# TASK TO COMPLETE
Look through the data for the string "really". Copy every line where it is found.

# AVAILABLE DATA
Segment Open
PR #1443, opened 2025-11-26
feat: add bcp visuals

### LINKED ISSUE #1287: Visualize BCP and Catchain protocol interactions
We need to make interactive component that will demonstrate principles of how consensus works

Kaladin13:
Closes #1287


docs.json
```diff
@@ -524,6 +524,12 @@
               "foundations/actions/change-library"
             ]
           },
+          {
+            "group": "Consensus",
```
verytactical, line 528: (Mostly not to forget until the time we look at it with Anton)

Creating this group without any other content seems strange: the user would open the group, and would find a tool with no explanation, except for the reference to a very technical whitepaper.

Probably we should merge it without a change to `docs.json`.

Gusarich:
sorry but I'll use this pr to test if pitaya still works fine after a bunch of refactors 🤭🤭

PR #1504, opened 2025-12-01
chore(ci): decrease the amount of scripting in `bouncer.yml` and stop posting messages on new pushes

### LINKED ISSUE #1497: [Bouncer] Separate scripts
Yaml must not have embedded scripts.

novusnota:
Closes #1497.

Stopped posting messages on new pushes in the PR — they are in the workflow outputs now. This significantly reduced the JS code used in the workflow, to the point where it's not really a win even if we manage to extract it elsewhere.

Also made the wording of workflow outputs be a bit smoother ­— no more "until then your PR is doomed and you're failure" type stuff. It's now more chill and explanatory, but still concise.

### DIFF
--- a/.github/workflows/bouncer.yml
+++ b/.github/workflows/bouncer.yml
@@ -127,7 +127,6 @@ jobs:
 
   enforce-better-descriptions:
     name: "Title and description"
-    if: github.event.action == 'opened' || github.event.action == 'edited'
     runs-on: ubuntu-latest
     steps:
       # pr title check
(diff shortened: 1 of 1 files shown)


.github/workflows/bouncer.yml
```diff
@@ -5,11 +5,9 @@ env:
   # additions only
   MAX_ADDITIONS_FORKS: 500
   # on rare occasions maintainers need to edit a lot of things at once
-  MAX_ADDITIONS_DIRECT_BRANCHES: 800
+  MAX_ADDITIONS_DIRECT_BRANCHES: 1000
```
verytactical, line 8: Why do we keep raising this limit? We discussed internally this should be 500 both for external and internal PRs.

novusnota: Yeah, but if we don't make this CI mandatory (and we don't), there's a non-zero chance that folks would neglect other checks, thinking that they can merge stuff even when CI fails. I don't want that to happen, and for the time being, made a slightly larger leeway to see whether it's worth it. We can always roll back or hard cap everyone to 500 once the contribution and maintenance processes are more or less settled.

Oh, and we have a bunch (~60) of now-removed stub pages waiting to be written. Let's come back in, say, a month and change constraints if necessary :)

novusnota: Opened a task: https://github.com/ton-org/docs/issues/1521

PR #1514, opened 2025-12-02
fix(ci): formatter

### LINKED ISSUE #1512: Formatter command is broken
- adds two backquotes at the end
- adds a slash after non-folders `.mdx/`

https://github.com/ton-org/docs/pull/1510#issuecomment-3601330780

novusnota:
Closes #1512. Bash shenanigans strike again.

### DIFF
--- a/file with spaces.mdx
+++ b/file with spaces.mdx
@@ -1,5 +1,0 @@
----
-title: "Hey, I'm a file with spaces!"
----
-
-Too much spaces...


.github/workflows/linter.yml
```diff
@@ -109,11 +109,11 @@ jobs:
               console.log('There was a formatting error, but no comment was given, skipping...');
               process.exit(0);
             }
-            const prefix = rawCommentText.slice(1, 30);
+            const prefix = rawCommentText.slice(0, 30);
             await hidePriorCommentsWithPrefix({ github, context, exec, prefix, resolved: success });
             // Create a new comment in case of a new failure
             if (!success) {
-              const body = rawCommentText.slice(1, -1).replace(/\\n/g, '\n');
```
novusnota, line 116: Previously, that was done to circumvent bash shenanigans, which is no longer necessary after the move to JS

novusnota:
Ok, here's an issue:
1. `env` is always extra-escaped
2. `outputs` are not escaped, but if they are multi-line, they cannot be read by JavaScript

Possible solutions:
1. Resort to the `env` case, and do not try to process files in a fancy way. "KISS".
2. Try not to pass the long message around and instead compose it on the fly when needed — after all, all steps after the `changed-files` one know the list of files changed :)

I'll dabble with the 2nd one for a short bit, and if that fails, let's revert fancy changes and carefully sidestep Bash string escaping (as it was done before)

UPD: The 2nd approach works (?)
UPD2: Only works partially, but it might be unsafe, so let's not.

PR #263, opened 2018-11-27
Rewrite URL copying with screen buffer

zmwangx:
I was reminded tonight, by chance, of this feature, which I intended to rewrite when I first saw it, but then forgot.

---

A couple of issues:

- Avoid race condition with a proper mkstemp'ed file. The primary purpose of
  this commit.

- The copier mode shouldn't be called `ext_file` because it sounds like a
  generic writing to then reading from an external file (btw, what's an
  internal file?), when it's really just GNU Screen-specific. So call it what
  it is.

- Enumerate all possible values of copier_mode, then leave one final
  theoretically unreachable else clause. Makes the final case easier to
  understand without reading a lot of prior code. Like switch/case/default. (I
  actually would like a switch in Python, but PEP 3103 was rejected due to "A
  quick poll during my keynote presentation at PyCon 2007 shows this proposal
  has no popular support. I therefore reject it." I digress.)

### DIFF
--- a/googler
+++ b/googler
@@ -2744,9 +2744,9 @@ class GooglerCmd(object):
                                 copier_params = ['tmux', 'set-buffer']
                                 copier_mode = 'cmdline_arg'
                             elif os.getenv('STY'):  # check for GNU screen
-                                # Try to use GNU screen's exchange-file as fallback.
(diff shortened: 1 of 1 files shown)


jarun:
Thank you!

PR #269, opened 2019-02-16
Update TLS hardening code for py37 w/ OpenSSL 1.1

zmwangx:
- Use `SSLContext.minimum_version` for py37 w/ OpenSSL 1.1.0g+. (`OP_NO_*` options have been deprecated going forward.) [1]

- Rename `TLS1_2Connection` to `HardenedHTTPSConnection`. `TLS1_2Connection` is a bad name since the class doesn't always negotiate TLS 1.2, and TLS 1.2 isn't the final version of TLS.

  (Apparently I have TLS 1.3 in mind, which improves latency by saving a roundtrip.)

[1] https://docs.python.org/3/library/ssl.html#ssl.OP_NO_TLSv1

### DIFF
--- a/googler
+++ b/googler
@@ -1424,7 +1424,7 @@ def check_stdout_encoding():
 
 # Classes
 
-class TLS1_2Connection(HTTPSConnection):
+class HardenedHTTPSConnection(HTTPSConnection):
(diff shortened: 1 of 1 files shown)


jarun:
Thank you! :+1:

PR #275, opened 2019-04-09
Enable/Disable ANSI Sequences on Windows.

guilt:
Similar to https://github.com/jarun/ddgr/pull/87/

### DIFF
--- a/googler
+++ b/googler
@@ -30,6 +30,7 @@ from http.client import HTTPSConnection
 import locale
 import logging
 import os
+import platform
 import shutil
 import signal
 import socket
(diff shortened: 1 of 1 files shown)


jarun:
@zmwangx @dertuxmalwieder can you guys please review this PR?

dertuxmalwieder:
Setting use_colors up to three times looks inefficient. It might work though. Is it designed to work with both cmd and ConEmu? (I remember having patched such for buku.)

<sub>Sent with <a href="http://githawk.com">GitHawk</a></sub>

jarun:
@guilt please take a look at the relevant Buku code.

dertuxmalwieder:
Discussed here: https://github.com/jarun/Buku/issues/217

guilt:
This is only designed to work with standard cmd.

jarun:
@guilt does the patch mentioned above work for you?

guilt:
The patch above should work. But yes, what it does is disable ANSI in standard Command Prompt and only enable it in ConEmu.

This one does not do ConEmu but selectively enables ANSI sequences on Command Prompt (which was basically the main problem child, warranting ConEmu/what not).

If there's a detection for ConEmu, I'd want someone to look into support for a good % emulated environments on Windows.

guilt:
Anyway, my patch works for me. I'm removing my fork and keep it his PR as reference. Can't spend more time on it. Sorry.

zmwangx:
Seems okay functionally, but code isn't very understandable (quite a few magic numbers) and I'd be cautious to include code I don't understand. It's definitely editing code at the wrong place though — the action for `--nocolor` apparently has to be `store_false`; otherwise, if your `use_colors` happen to be false, `--nocolor` would actually enable color. So the PR needs a medium rewrite anyway.

Since you don't want to spend more time on this, I guess I'll rewrite it later while cross referencing colorama's win32 implementation. A brief look tells me that you might have only modified stdout (where the magic number -11 comes from) but not stderr.

zmwangx:
Update: please ignore the "wrong place" part of the previous comment. I only glanced at the code and somehow had the wrong impression.

jarun:
@guilt no problem!

@zmwangx is it fine to close this PR then?

PR #278, opened 2019-04-10
Better explain "Connection blocked due to unusual activity."

zmwangx:
Before:

```console
$ googler "I use googler for automated scraping."
[ERROR] Connection blocked due to unusual activity.
```

After:

```console
[ERROR] Connection blocked due to unusual activity. THIS IS NOT A BUG, please do NOT report it as a bug unless you have specific information that may lead to the development of a workaround. You IP address is temporarily or permanently blocked by Google and requires reCAPTCHA-solving to use the service, which googler is not capable of. Possible causes include issuing too many queries in a short time frame, or operating from a shared / low reputation IP with a history of abuse. Please do NOT use googler for automated scraping.
```


jarun:
Thank you!

PR #279, opened 2019-04-11
Drop tests/ci-test-wrapper

zmwangx:
ci-test-wrapper is a relic of the past that's not necessary anymore. We can
now comfortably test all commits including README typo fixes.

Also in this commit:

- Add NUM_TEST_ITERATIONS and SLEEP_DURATION to .circleci/config.yml so that
  secret environment variables are only used for actual secrets and don't need
  to be shared with PR builds.

- Trap SIGINT in tests/test to make interrupting the script easier.


jarun:
Thank you!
Segment Closed
# TASK RESPONSE
Stopped posting messages on new pushes in the PR — they are in the workflow outputs now. This significantly reduced the JS code used in the workflow, to the point where it's not really a win even if we manage to extract it elsewhere.
  internal file?), when it's really just GNU Screen-specific. So call it what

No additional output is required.